Collected data entries
PR #359, opened 2015-09-24
install: functions "uninstall" and "purge" merged to function "remove"

osynge:
Before this patch functions "uninstall" and "purge" are almost identical.
Since the only difference is the logging messages, and when the
distro.uninstall() function is called a boolean parameter set both these
functions are merged into a single command "remove" with the parameter
purge.

### DIFF
--- a/ceph_deploy/install.py
+++ b/ceph_deploy/install.py
@@ -293,12 +293,15 @@ def install_repo(args):
 
         custom_repo(distro, args, cd_conf, rlogger, install_ceph=False)
 
-
-def uninstall(args):
+def remove(args, purge):
     LOG.info('note that some dependencies *will not* be removed because they can cause issues with qemu-kvm')
     LOG.info('like: librbd1 and librados2')
+    remove_action = 'Uninstalling'
+    if purge:
+        remove_action = 'Purging'
     LOG.debug(
-        'Uninstalling on cluster %s hosts %s',
+        '%s on cluster %s hosts %s',
+        remove_action,
         args.cluster,
         ' '.join(args.host),
         )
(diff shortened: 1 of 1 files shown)


osynge:
rebased to validate CI tests.

osynge:
Fixed small bug in logging.

ceph_deploy/install.py
```diff
@@ -293,12 +293,15 @@ def install_repo(args):
 
         custom_repo(distro, args, cd_conf, rlogger, install_ceph=False)
 
-
-def uninstall(args):
-    LOG.info('note that some dependencies *will not* be removed because they can cause issues with qemu-kvm')
+def remove(args, purge):
+    LOG.info('note that some dependencies *will not* be d because they can cause issues with qemu-kvm')
```
alfredodeza: seems like a typo here, why did this line got changed anyway?

osynge: Ops no idea, will fix now.

osynge:
Thanks for spotting the typo.

ceph_deploy/install.py
```diff
@@ -312,35 +315,15 @@ def uninstall(args):
             use_rhceph=True)
         LOG.info('Distro info: %s %s %s', distro.name, distro.release, distro.codename)
         rlogger = logging.getLogger(hostname)
-        rlogger.info('uninstalling Ceph on %s' % hostname)
-        distro.uninstall(distro)
+        rlogger.info('%s Ceph on %s' % (remove_action, hostname))
+        distro.uninstall(distro, purge)
```
trhoden: Would you be open to changing this line to: `distro.uninstall(distro, purge=purge)`?  `purge` is a kwarg here, and I would prefer to see that called out explicitly rather than it looking like a positional argument.

trhoden:
This looks great.  One small request, otherwise LGTM.

ceph_deploy/install.py
osynge: good point we need more clarity here I have just made the change requested.

osynge:
Hope the change addresses things clearly.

* _EXERCISE DETAILS_:
Pull out all lines containing the word "cluster" from the entries above.

* _RESULT OF THIS EXERCISE_:
-        'Uninstalling on cluster %s hosts %s',
+        '%s on cluster %s hosts %s',
         args.cluster,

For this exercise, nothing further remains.